Remdesivir is an antiviral drug that received lots of attention over the past year as a possible treatment for COVID-19. It was originally developed to treat hepatitis C, and after failing to work against that virus it was repurposed to treat Ebola. It was mildly effective against Ebola.
Remdesivir was quickly repurposed to fight SARS-CoV-2 last year, but the results have been decidedly mixed. Although the US Food and Drug Administration has approved it to treat mild to severe hospitalized COVID-19 patients, the World Health Organization is still on the fence about its efficacy, claiming, “there is currently no evidence that remdesivir improves survival and other outcomes in these patients.”
Plus, remdesivir is not a pill. It requires intravenous infusion, limiting its uses to those already sick in hospital.
So what is on the horizon?
Several dozen antiviral COVID-19 treatments are currently in development. Big pharma power players Merck and Pfizer unsurprisingly are closest to the finish line with a pair of oral antiviral COVID-19 treatments in advanced human clinical trials.
Merck’s candidate is called molnupiravir. It was originally developed several years ago as an influenza antiviral, however, preclinical studies demonstrated promising efficacy against both SARS and MERS coronaviruses.
Molnupiravir is currently deep in large Phase 3 human trials. So far the data is so promising the US government recently put in a pre-order for 1.7 million courses of the drug, at a cost of $1.2 billion.
If all goes according to plan the company hopes the drug will be authorized for emergency use by the FDA and is available before the end of 2021.
Pfizer’s big COVID-19 antiviral candidate is a little more unique. Currently dubbed PF-07321332, the drug is the first oral antiviral drug to reach human clinical trials that is specifically designed to target SARS-CoV-2.
While this particular molecule was developed in 2020 after the novel coronavirus appeared, a somewhat related drug called PF-00835231 has been in the works for several years, targeting the original SARS virus. The new candidate, PF-07321332, however, has been designed to be a simple pill that can be taken in non-hospital conditions at the very beginning of a SARS-CoV-2 infection.
“Protease inhibitors bind to a viral enzyme (called a protease), preventing the virus from replicating in the cell,” says Pfizer, explaining the mechanism behind its novel antiviral drug. “Protease inhibitors have been effective at treating other viral pathogens such as HIV and hepatitis C virus, both alone and in combination with other antivirals. Currently marketed therapeutics that target viral proteases are not generally associated with toxicity and as such, this class of molecules may potentially provide well-tolerated treatments against COVID-19.”

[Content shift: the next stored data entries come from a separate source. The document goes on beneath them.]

Issue #169, opened 2019-11-12
Open files in the tab panel editors widget


jtpio:
At the moment, the read-only tab panel editors in the main area widget display placeholder data:

![image](https://user-images.githubusercontent.com/591645/68668687-10c02200-0549-11ea-8c91-caef4aa04ad3.png)

Instead, we should implement the idea mentioned in the [design](./DESIGN.md) document:

> - In expanded mode, the debugger will contain a tab panel for text editors that are launched when a user steps into code that has been stopped via breakpoints.
> - If the user adds a breakpoint and steps into code from the sidebar, then it should automatically switch to expanded mode to accommodate displaying code files.
> - Code files in the debugger will always be read-only. They should support adding breakpoints.

jtpio:
There are 2 points worth keeping in mind:

- Temporary files are store in folders such as `/tmp/xpython_12345/`, which are not under the JupyterLab root 
- Remote kernels: kernels are not local to the Jupyter server (this scenario could be ignored for now)

jtpio:
Actually we might be able to use the `loadedSources` request from the DAP:

https://microsoft.github.io/debug-adapter-protocol/specification#Requests_LoadedSources

jtpio:
One behavior could be:

- `stopped` event received
- send `stackTraces` request
- from the `stackFrames` response, get the `source.path`
- check if `source.path` matches any of the existing cells / editors (with a lookup or looping through all the cells)
- if it does, focus on the cell and highlight the line there
- otherwise send the `source` request
- show the content of the response in a read-only editor, and highlight the line in the editor

jtpio:
https://github.com/jupyterlab/debugger/pull/170 adds tests for the `loadedSources` and `source` requests.

At the moment they don't seem to be recognized though. Investigating.

jtpio:
As discussed with @JohanMabille, we could as a workaround implement the `source` request in `xeus-python` directly and still comply to the DAP.

jtpio:
`source` was added to the latest `xeus-python` (0.6.6): https://github.com/QuantStack/xeus-python/pull/168

This should make it possible to open the files in the read-only editors.

PR #170, opened 2019-11-12
Add tests for source and loadedSources

jtpio:
This change adds two tests for the `DebugSession`.

This is in preparation for #169, and to test whether it is possible to retrieve the content for a `DebugProtocol.Source`.

At the moment the tests fail for both the `loadedSources` and `sources` request:

```
D00000.415: (while handling {'command': 'loadedSources', 'seq': 5, 'type': 'request'})
            IDE <-- {
                "type": "response",
                "seq": 9,
                "request_seq": 5,
                "success": false,
                "command": "loadedSources",
                "message": "Unknown command",
                "body": {}
            }
```

```
D00000.599: (requested while handling {'command': 'source', 'seq': 7, 'type': 'request'})
            PYD --> {
                "type": "response",
                "request_seq": 1000000005,
                "success": false,
                "command": "source",
                "body": {
                    "content": ""
                },
                "seq": 22,
                "message": "Source unavailable",
                "pydevd_cmd_id": 502
            }
```

### DIFF
--- a/tests/src/session.spec.ts
+++ b/tests/src/session.spec.ts
@@ -262,4 +262,31 @@ describe('protocol', () => {
       expect(j.value).to.equal('4');
     });
   });
+
+  describe('#loadedSources', () => {
+    it('should retrieve the list of loaded sources', async () => {
+      const loadedSourcesReply = await debugSession.sendRequest(
+        'loadedSources',
+        {}
+      );
+      const sources = loadedSourcesReply.body.sources;
+      expect(sources).to.exist;
+      expect(sources.length).to.be.above(0);
+    });
+  });
+
+  describe('#source', () => {
+    it('should retrieve the source of the dumped code cell', async () => {
+      const stackFramesReply = await debugSession.sendRequest('stackTrace', {
+        threadId
+      });
+      const frame = stackFramesReply.body.stackFrames[0];
+      const source = frame.source;
+      const reply = await debugSession.sendRequest('source', {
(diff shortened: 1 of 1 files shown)


jtpio:
Will check what happens in VS Code and whether or not the `source` request is sent.

jtpio:
Testing with:

`test.py`

```python
from mymodule import add

i = 0
i += 1
i += 2
i

add(i, 2)
```

`mymodule.py`

```python
def add(a, b):
    print(a)
    print(b)
    return a + b
```

Stepping into the `add` function triggers the `module` event, with the path to `mymodule.py`. But there is no `source` request, most likely because the file is local and VS code is able to open it.

jtpio:
Rebased so we can use the latest `xeus-python` with support for `source`.

tests/src/session.spec.ts
```diff
@@ -262,4 +262,28 @@ describe('protocol', () => {
...
     });
   });
+
+  describe('#loadedSources', () => {
+    it('should *not* retrieve the list of loaded sources', async () => {
+      // `loadedSources` is not supported at the moment "unknown command"
+      const reply = await debugSession.sendRequest('loadedSources', {});
+      expect(reply.success).to.be.false;
+    });
+  });
```
jtpio: Leaving it in the tests so we know `loadedSources` is not supported.

Also fine to remove it if needed.

JohanMabille: I think it's a good thing to keep it.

Phase 1 trials for the novel antiviral began early in 2021. No results have been officially announced but the company has recently posted details for a Phase 2/3 trial set to commence this month, suggesting promising early data.

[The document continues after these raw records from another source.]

Issue #144, opened 2019-11-04
Behavior of next / stepOver


jtpio:
We should check what it happening when the `stepOver` (`next`) command is being used.

In the screencast below we would expect to advance to the line 2, then 3 and then 4 when doing several calls to `stepOver`.

![step-over-behavior](https://user-images.githubusercontent.com/591645/68118641-c6afbe80-ff00-11e9-99f9-876ccd481105.gif)

jtpio:
One difference compared to VS code is that we always seem to have one more scope on line 2. Which would explain why the `next` command will add that "extra jump": 

![step-over-behavior-2](https://user-images.githubusercontent.com/591645/68378501-7fb60900-014c-11ea-9aa0-c42519ee9ce2.gif)

jtpio:
As a side-effect, we can continue breaking and stepping even after removing the breakpoints:

![step-over-behavior-3](https://user-images.githubusercontent.com/591645/68378830-1387d500-014d-11ea-9ceb-3594540f6cf6.gif)

jtpio:
Which is most likely related to how the code is executed in `xeus-python`:

- the `<string>` source coming from: https://github.com/QuantStack/xeus-python/blob/507786ce6e726ba3ea518f99fce5636e2e46d329/src/xinterpreter.cpp#L126
- the execution: https://github.com/QuantStack/xeus-python/blob/507786ce6e726ba3ea518f99fce5636e2e46d329/src/xinterpreter.cpp#L150-L156

![image](https://user-images.githubusercontent.com/591645/68379510-42eb1180-014e-11ea-9483-1f4900f0b2a6.png)

JohanMabille:
I wonder if this behavior does not come from the way we initialize ptvsd. Indeed, I can observe the same behavior even if the last statement is not an expression to evaluate. I've also played a bit with the backend, the following change doe snot fix the issue:

```cpp
    std::string filename = get_cell_tmp_file(code);
    register_filename_mapping(filename, execution_count);
    
    // Parse code to AST
    py::object code_ast = ast.attr("parse")(code, filename, "exec");
    py::list expressions = code_ast.attr("body");
```

jtpio:
> I wonder if this behavior does not come from the way we initialize ptvsd

That is also one possibility yes.

JohanMabille:
This issue is definitely due to the backend implementation. It seems that ptvsd doe snot support interactive mode yet (see https://github.com/microsoft/ptvsd/issues/201).

[...]

PR #182, opened 2019-11-14
Change line highlighting when switching callstack

### LINKED ISSUE #173: Switch callstack
We already have support for updating the variables when switching callstack:

switch-callstacks

The next step would be to show the associated code and line highlighting when doing so, similar to this:

vscode-switch-callstack

jtpio:
Fixes #173.

Leaving the "jump to code" aspect of #173 out of this scope for now (requires adding support for lookup using the hashes first).

switch-callstacks2

### TODO

- [x] Show line highlight for the current selected frame
- [x] Remove `frames` from the `DebugService` class

### DIFF
--- a/src/callstack/index.ts
+++ b/src/callstack/index.ts
@@ -96,6 +96,7 @@ export namespace Callstack {
     set frames(newFrames: IFrame[]) {
       this._state = newFrames;
       this._framesChanged.emit(newFrames);
+      this.frame = newFrames[0];
     }
 
     get frames(): IFrame[] {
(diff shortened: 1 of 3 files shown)


jtpio:
The last commit removes the `frames` from the `DebugService`.

This means that scopes are being fetched every time we switch between frames, instead of fetching them all at once:

switch-callstacks3

jtpio:
Note: the frame on line 2 is related to https://github.com/jupyterlab/debugger/issues/144

KsavinN:
check locally. It works well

By the end of the year it should be clear whether Pfizer’s antiviral drug is working. And it isn’t the only oral antiviral treatment specifically designed to target SARS-CoV-2.
A Japanese company called Shionogi is currently in Phase 1 trials testing a similar protease inhibitor for SARS-CoV-2. Called S-217622, this is another oral antiviral that is hoped to offer people an easy pill to take in the early stages of COVID-19.
The COVID-19 pandemic is far from over. The Delta variant has swiftly become the most prominent strain of SARS-CoV-2 around the world. Although our vaccines are still holding up it is clear we need more tools to fight this novel coronavirus. Delta will surely not be the last new SARS-CoV-2 variant we encounter.
Alongside vaccines that broadly prevent hospitalization and death, an effective antiviral to reduce the severity of disease in those infected would be a game-changer. A short course of pills taken at home at the first sign of disease may be the way out of this pandemic.